> **Exercise material**
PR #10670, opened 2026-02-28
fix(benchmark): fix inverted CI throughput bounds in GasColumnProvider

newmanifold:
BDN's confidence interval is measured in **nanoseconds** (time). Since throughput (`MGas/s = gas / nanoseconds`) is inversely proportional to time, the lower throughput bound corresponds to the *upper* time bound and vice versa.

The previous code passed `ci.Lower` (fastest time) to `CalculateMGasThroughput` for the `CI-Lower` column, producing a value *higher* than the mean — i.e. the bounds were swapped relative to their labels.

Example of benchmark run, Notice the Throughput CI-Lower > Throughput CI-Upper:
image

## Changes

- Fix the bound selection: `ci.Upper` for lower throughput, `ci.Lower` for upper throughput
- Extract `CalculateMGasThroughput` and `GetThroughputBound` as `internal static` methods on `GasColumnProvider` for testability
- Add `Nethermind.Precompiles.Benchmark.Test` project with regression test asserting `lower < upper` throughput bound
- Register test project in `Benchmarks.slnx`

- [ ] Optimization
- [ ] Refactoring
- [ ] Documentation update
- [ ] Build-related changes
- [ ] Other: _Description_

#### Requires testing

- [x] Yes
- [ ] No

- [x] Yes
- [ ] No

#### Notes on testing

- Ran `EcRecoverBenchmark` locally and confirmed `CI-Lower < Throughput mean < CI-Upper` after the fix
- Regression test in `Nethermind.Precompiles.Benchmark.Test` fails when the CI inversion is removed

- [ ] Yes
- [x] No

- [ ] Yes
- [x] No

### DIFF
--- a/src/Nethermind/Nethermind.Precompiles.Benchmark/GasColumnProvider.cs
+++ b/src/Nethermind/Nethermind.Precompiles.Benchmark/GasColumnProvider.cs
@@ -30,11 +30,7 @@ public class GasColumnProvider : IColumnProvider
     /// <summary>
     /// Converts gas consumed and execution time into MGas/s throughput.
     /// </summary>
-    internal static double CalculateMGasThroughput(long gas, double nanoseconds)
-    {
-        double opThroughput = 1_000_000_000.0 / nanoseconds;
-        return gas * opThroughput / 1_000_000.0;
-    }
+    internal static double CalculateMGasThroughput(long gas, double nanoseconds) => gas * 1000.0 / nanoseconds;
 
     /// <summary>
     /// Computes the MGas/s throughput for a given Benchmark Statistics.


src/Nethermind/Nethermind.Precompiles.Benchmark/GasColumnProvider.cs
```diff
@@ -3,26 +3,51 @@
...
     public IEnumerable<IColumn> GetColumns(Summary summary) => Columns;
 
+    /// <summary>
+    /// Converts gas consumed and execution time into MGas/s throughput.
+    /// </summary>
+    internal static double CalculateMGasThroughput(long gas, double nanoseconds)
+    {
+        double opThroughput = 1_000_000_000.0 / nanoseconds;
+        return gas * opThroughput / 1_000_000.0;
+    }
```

--

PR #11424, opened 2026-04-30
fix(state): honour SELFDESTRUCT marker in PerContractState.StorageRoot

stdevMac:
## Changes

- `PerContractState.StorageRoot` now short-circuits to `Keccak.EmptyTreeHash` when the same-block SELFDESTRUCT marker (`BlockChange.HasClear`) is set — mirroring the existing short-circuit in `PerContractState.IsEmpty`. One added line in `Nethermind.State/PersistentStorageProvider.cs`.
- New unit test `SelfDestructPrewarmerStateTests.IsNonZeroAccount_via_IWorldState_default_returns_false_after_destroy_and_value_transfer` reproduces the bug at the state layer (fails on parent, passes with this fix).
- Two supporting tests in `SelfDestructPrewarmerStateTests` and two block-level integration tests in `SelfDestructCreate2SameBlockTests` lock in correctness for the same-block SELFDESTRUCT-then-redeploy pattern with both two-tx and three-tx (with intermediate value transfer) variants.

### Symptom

> **Exercise**
Collect the lines of the records that include the string "long".

> **The answer**
-    internal static double CalculateMGasThroughput(long gas, double nanoseconds)
+    internal static double CalculateMGasThroughput(long gas, double nanoseconds) => gas * 1000.0 / nanoseconds;
+    internal static double CalculateMGasThroughput(long gas, double nanoseconds)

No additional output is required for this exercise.